ABOUT THIS EXERCISE:
From the entries below, copy exactly the lines from the one that contains "Let's say that" through the one that contains "Can I achieve", both included, and only those.

----- AVAILABLE DATA

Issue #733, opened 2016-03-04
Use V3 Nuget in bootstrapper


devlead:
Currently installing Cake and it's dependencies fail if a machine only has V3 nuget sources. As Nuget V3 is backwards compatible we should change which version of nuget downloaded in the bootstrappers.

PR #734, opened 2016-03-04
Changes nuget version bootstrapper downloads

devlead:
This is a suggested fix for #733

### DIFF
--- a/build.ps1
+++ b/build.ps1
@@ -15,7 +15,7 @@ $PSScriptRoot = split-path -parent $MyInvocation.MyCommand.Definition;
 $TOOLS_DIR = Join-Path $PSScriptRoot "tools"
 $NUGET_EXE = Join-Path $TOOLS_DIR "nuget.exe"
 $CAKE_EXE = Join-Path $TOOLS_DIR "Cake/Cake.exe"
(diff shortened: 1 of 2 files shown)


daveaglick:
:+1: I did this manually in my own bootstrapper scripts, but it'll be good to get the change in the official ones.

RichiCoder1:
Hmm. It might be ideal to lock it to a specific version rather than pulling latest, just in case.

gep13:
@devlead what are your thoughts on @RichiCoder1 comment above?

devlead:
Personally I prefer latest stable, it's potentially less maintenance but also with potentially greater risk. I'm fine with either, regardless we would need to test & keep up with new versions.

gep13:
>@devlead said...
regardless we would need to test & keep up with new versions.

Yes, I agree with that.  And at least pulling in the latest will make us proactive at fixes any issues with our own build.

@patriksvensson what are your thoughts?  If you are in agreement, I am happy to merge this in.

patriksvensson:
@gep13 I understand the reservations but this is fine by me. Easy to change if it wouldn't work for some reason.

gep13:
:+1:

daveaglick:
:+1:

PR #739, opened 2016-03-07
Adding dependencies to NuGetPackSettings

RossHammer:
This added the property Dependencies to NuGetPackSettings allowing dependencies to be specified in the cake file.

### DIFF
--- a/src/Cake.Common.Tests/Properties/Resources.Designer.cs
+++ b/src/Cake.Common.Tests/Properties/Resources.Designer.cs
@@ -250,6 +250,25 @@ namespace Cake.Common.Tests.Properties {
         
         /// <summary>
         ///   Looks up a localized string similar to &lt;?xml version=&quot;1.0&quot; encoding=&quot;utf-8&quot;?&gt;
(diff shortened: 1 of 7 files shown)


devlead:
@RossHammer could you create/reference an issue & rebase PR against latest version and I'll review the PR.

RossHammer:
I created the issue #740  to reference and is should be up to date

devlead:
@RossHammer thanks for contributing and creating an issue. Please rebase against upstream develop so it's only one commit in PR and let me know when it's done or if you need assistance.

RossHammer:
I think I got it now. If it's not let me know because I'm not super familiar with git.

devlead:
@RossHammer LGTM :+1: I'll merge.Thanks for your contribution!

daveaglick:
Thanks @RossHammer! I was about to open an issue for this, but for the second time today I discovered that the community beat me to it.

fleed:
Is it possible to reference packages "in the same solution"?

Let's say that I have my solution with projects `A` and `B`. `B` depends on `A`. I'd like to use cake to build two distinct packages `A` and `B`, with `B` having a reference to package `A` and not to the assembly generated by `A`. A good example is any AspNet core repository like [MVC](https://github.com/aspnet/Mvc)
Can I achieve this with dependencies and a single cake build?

----------
----- AVAILABLE DATA

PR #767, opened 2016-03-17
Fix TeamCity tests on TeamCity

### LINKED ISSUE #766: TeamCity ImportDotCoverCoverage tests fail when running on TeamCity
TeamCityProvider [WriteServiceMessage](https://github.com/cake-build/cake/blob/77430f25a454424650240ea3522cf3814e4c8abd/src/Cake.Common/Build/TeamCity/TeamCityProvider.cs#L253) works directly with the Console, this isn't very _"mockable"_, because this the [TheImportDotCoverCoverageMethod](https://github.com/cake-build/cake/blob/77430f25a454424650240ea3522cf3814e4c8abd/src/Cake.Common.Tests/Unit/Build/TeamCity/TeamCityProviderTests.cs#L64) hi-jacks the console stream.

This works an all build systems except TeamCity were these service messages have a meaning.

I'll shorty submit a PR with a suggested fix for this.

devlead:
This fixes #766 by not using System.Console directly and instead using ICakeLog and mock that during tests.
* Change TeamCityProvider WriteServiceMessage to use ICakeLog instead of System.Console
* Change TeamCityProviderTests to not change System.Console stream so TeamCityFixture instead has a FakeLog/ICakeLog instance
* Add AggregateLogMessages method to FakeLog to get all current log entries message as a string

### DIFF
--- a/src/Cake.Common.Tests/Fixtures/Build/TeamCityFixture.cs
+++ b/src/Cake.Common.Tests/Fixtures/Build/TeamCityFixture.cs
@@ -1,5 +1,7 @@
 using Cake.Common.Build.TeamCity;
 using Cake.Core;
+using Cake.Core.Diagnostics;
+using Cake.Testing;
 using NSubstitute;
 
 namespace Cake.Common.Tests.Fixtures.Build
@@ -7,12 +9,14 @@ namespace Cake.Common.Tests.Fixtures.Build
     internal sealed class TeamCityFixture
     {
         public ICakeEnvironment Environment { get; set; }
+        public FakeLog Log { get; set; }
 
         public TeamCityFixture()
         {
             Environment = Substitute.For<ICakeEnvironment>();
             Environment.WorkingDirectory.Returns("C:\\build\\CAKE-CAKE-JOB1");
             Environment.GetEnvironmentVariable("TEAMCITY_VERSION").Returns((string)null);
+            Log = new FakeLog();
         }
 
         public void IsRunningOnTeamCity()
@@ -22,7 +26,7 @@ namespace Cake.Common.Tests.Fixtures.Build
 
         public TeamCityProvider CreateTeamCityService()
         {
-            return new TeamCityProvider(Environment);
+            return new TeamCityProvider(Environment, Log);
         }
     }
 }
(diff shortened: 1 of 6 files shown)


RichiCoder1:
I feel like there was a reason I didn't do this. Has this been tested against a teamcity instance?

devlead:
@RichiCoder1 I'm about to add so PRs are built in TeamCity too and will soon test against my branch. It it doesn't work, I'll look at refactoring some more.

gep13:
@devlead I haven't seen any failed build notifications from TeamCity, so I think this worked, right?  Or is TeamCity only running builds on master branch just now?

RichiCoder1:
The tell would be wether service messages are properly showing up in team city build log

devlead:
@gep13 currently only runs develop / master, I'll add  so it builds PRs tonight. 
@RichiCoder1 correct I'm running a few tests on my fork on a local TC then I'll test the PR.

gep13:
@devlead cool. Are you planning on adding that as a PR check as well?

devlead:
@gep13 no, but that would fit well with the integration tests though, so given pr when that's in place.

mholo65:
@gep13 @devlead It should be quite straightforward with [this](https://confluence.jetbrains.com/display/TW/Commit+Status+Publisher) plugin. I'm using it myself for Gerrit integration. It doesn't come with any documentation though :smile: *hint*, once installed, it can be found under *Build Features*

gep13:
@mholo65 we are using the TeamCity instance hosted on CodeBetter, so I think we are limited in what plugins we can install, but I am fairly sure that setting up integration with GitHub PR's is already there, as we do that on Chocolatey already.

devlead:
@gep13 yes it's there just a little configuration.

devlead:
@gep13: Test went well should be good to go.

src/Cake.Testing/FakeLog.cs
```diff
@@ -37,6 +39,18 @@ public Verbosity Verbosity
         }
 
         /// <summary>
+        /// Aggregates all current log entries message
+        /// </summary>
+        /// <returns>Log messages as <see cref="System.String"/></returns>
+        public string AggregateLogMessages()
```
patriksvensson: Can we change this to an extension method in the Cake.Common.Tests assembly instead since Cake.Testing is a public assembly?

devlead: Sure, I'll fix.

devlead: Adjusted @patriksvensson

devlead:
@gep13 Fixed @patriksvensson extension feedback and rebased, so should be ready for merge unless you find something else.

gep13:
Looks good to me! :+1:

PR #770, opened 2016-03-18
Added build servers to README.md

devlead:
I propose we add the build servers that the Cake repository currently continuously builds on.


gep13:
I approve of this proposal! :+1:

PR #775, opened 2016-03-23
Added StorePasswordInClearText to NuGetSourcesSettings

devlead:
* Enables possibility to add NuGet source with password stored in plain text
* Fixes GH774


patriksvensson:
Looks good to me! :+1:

----------

EXERCISE RESPONSE:
Let's say that I have my solution with projects `A` and `B`. `B` depends on `A`. I'd like to use cake to build two distinct packages `A` and `B`, with `B` having a reference to package `A` and not to the assembly generated by `A`. A good example is any AspNet core repository like [MVC](https://github.com/aspnet/Mvc)
Can I achieve this with dependencies and a single cake build?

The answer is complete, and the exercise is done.